French runner to wear cap, no veil, at Olympics Opening Ceremony. GETTY IMAGES

French relay runner Sounkamba Sylla announced on Wednesday, 24 July, that she will be able to take part in Friday's opening of the Paris Games wearing a cap, rather than a veil, after an elaborate agreement with her country's authorities who insist on the principle of secularism.

"She was offered to wear a cap during the paradealong the Seine, which she accepted”, the French Olympic Committee said.

"In the end we have found an agreement so that she can take part in the opening ceremony of the Olympic Games,’ the 26-year-old athlete said on her Instagram account, four days after lamenting not being able to go because she was wearing “a headscarf”.

"She was offered to wear a cap during the parade along the Seine, which she accepted”, the French Olympic Committee said after talks involving the athletics federation, the sports ministry and Berluti, the company that manufactures the sports equipment.



The issue is very sensitive in France. Under the principle of secularism, civil servants and public representatives in general must observe ‘strict neutrality’ and not express their religious or political convictions. The French sports minister, Amelie Oudea-Castera, had expressed interest on Wednesday in Sounkamba Sylla's participation in the opening ceremony, but in keeping with this ‘principle of neutrality’.
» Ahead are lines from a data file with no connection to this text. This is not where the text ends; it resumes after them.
PR #159, opened 2015-07-31
Supporting any IDbSet<> implementations

mkemal:
Currently, restier does not support IDbSet<> implementations other than DbSet<>. So, if one implements a custom IDbSet<> implementation, or even extends the default implementation, DbSet<>, he/she would not be able to use it with RESTier. Because, as far as i know by inspecting the ModelMapper implementation, any IDbSet<> implementation not being DbSet<> is rejected.

For example, when using IdentityDbContext, because it defines the entity sets as IDbSet<>, i have not be able to work it with Restier.

To overcome this problem, i created my custom IModelMapper by just copying the default one, and adding the changes i included in this commit. Currently i am using this implementation and I don't know if there is any reason for this constraint in the default implementation. So, instead of asking you if this is a proper solution, and explaining what i did in details, i decided to make a pull request.

If it may lead any problems with the rest of the framework, please let me know about it. Because, as i said, currently i use this implementation with my custom IModelMapper implementation which i created just to overcome this problem.

### DIFF
--- a/src/Microsoft.Restier.EntityFramework/Model/ModelMapper.cs
+++ b/src/Microsoft.Restier.EntityFramework/Model/ModelMapper.cs
@@ -50,7 +50,7 @@ namespace Microsoft.Restier.EntityFramework.Model
         /// <c>true</c> if the relevant type was
         /// provided; otherwise, <c>false</c>.
         /// </returns>
-        public bool TryGetRelevantType(
+        public virtual bool TryGetRelevantType(
             DomainContext context,
             string name,
             out Type relevantType)
@@ -61,42 +61,14 @@ namespace Microsoft.Restier.EntityFramework.Model
             if (property != null)
             {
                 var type = property.PropertyType;
-                var parent = GetGenericParent(type);
-                if (parent != null)
+                var genericType = type.FindGenericType(typeof (IDbSet<>));
+                if (genericType != null)
                 {
-                    relevantType = parent.GetGenericArguments()[0];
+                    relevantType = genericType.GetGenericArguments()[0];
                 }
             }
 
             return relevantType != null;
-        }
-
-        /// <summary>
-        /// Finds the <c>IDbSet</c> interface this type implements.
-        /// </summary>
-        /// <param name="type">
-        /// The type of the entity set.
-        /// </param>
-        /// <returns>
-        /// the type itself if it is defined as DbSet or IDbSet,
-        /// type of IDbSet interface implemented by this type if there is;
-        /// otherwise, null
-        /// </returns>
-        private static Type GetGenericParent(Type type)
-        {
-            // Because usage of DbSet very common, first check for it to speed things up
-            if (type.IsGenericType)
-            {
-                var generic = type.GetGenericTypeDefinition();
-                if (generic == typeof(DbSet<>) || generic == typeof(IDbSet<>))
-                {
-                    return type;
-                }
-            }
-
-            return
-                type.GetInterfaces()
-                    .FirstOrDefault(t => t.IsGenericType && t.GetGenericTypeDefinition() == typeof (IDbSet<>));
         }
 
         /// <summary>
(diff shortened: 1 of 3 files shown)


karataliu:
@mkemal 
Thanks for the contribution! The change looks good in general.

Can you help fix the following issues:
1. The code won't compile, unless System.Linq namespace using added;
2. There are some build warnings from FxCop, please clean up all warnings.

mkemal:
@karataliu 

I had copied the changes from my custom implementation. Because i didn't even open the project in VS I have never compiled it before submiting. So, i had forgetten to include Linq namespace import. Sorry for that.

1. I added the using statement for the Linq namespace.
2. I run the VS 2013 Code Analyze and converted the 'GetGenericParent' method to static, according to analysis results.

src/Microsoft.Restier.EntityFramework/Model/ModelMapper.cs
```diff
@@ -60,10 +61,10 @@ public ModelMapper(Type dbContextType)
             if (property != null)
             {
                 var type = property.PropertyType;
-                if (type.IsGenericType &&
-                    type.GetGenericTypeDefinition() == typeof(DbSet<>))
+                var parent = GetGenericParent(type);
```
congysu: There is a `TypeExtensions.FindGenericType` method: https://github.com/OData/RESTier/blob/993fdc85cb62919d7f714f65bfe344884cfeee2f/src/Shared/TypeExtensions.cs#L16

mkemal: It can be used, however implementation of the `TypeExtensions.FindGenericType` seems a bit costly in terms of computational complexity. Say the type represented by the parameter `type` is at level `h` in its inheritance tree (distance from the type of `object`) and there are `n` interfaces implemented by it. Here are some cases:

- If the parameter `definition` does not represent an interface, then the complexity of the method would be `O(h)`,
- If the parameter `definition` represents an interface implemented by `type`, then the complexity of the method would be `O(n)`
- However, if the parameter `definition` represents an interface which is not implemented by `type`, then the complexity would be `O(n h)` which represents the worst case complexity of this method.

To make the worst case complexity `O(max(n, h))`, at least the inner `foreach` loop which checks the `definition` against the implemented interfaces should be moved out of the while loop.

If it is OK for you, i can add the changes proposed above and for its usage in `ModelMapper` to this pull request.

congysu: It is OK for me - C# is with single inheritance, and `GetInterfaces` returns all interfaces the class/interface implements, and inherits.  Please proceed with the change.  Thanks.

mkemal: I pushed the changes on `FindGenericType` method. However, `TypeExtensions` class appears to be marked internal, as it is defined in `System` namesapce. So, i couldn't use it from the `ModelMapper` class. It seems to me, the best solution is moving `TypeExtensions` class out from `System` namespace and make it public. However, as it will effect all places where the method is used, i didn't take any action.

congysu: You can link the `TypeExtensions` class to  `Microsoft.Restier.EntityFramework.csproj`.  An example: https://github.com/OData/RESTier/blob/master/src/Microsoft.Restier.EntityFramework/Microsoft.Restier.EntityFramework.csproj#L40-L45

mkemal: Thanks for the trick; it is good to know the usage of such compile time dependencies. I pushed the changes.

src/Shared/TypeExtensions.cs
```diff
@@ -13,34 +13,82 @@ internal static partial class TypeExtensions
                                                                  BindingFlags.IgnoreCase |
                                                                  BindingFlags.DeclaredOnly;
 
+
```
congysu: Thanks for adding comments.  Code comments are optional for internal/private class and/or method.

karataliu:
merged this change. Thanks @mkemal .

PR #198, opened 2015-08-25
Refactor of MapODataDomainRoute and ODataDomainController

lewischeng-ms:


src/Microsoft.Restier.WebApi/HttpRequestMessageExtensions.cs
```diff
@@ -40,5 +42,42 @@ public static ODataDomainChangeSetProperty GetChangeSet(this HttpRequestMessage
...
+                domainFactory = value as Func<IDomain>;
+                Contract.Assert(domainFactory != null);
+            }
+            else
+            {
+                domainFactory = null;
+            }
+
+            return domainFactory;
+        }
```
karataliu: consider simplify this method, TryGet then cast.

lewischeng-ms: Fixed in https://github.com/OData/RESTier/commit/2b6607439d3b5bcc0956b7ed492caa5ace04cdb5

PR #710, opened 2018-04-13
FOGL-1201 - Code refactored and minor fixes for foglamp server stop error

amarendra-dianomic:
Enabled all schedules and tested OK vide:
- "scripts/foglamp start" and "scripts/foglamp stop"
- "python3 -m foglamp.services.core" and "scripts/foglamp stop"
- "scripts/foglamp start" and stopping via " curl -X PUT http://localhost:8081/foglamp/shutdown"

And in a note last month, the ministry insisted that "during the Olympic and Paralympic Games, the wearing of religious signs or clothing is forbidden for members of the French delegation, in accordance with the principle of neutrality".

The guideline applies only to French athletes, and in practice targets women of the Muslim faith who wear the veil. The only one concerned in the French delegation seems to be Sounkamba Sylla, a 4 x 400m relay runner.

It is not the first time that the issue has arisen with the relay runner, who ran with a headscarf at the 2023 World Championships, but had to give it up last June at the European Athletics Championships in Rome, where she wore a blue cap. In a recent report, Amnesty International called the ban on French women wearing headscarves during the Games a ‘discriminatory’ measure.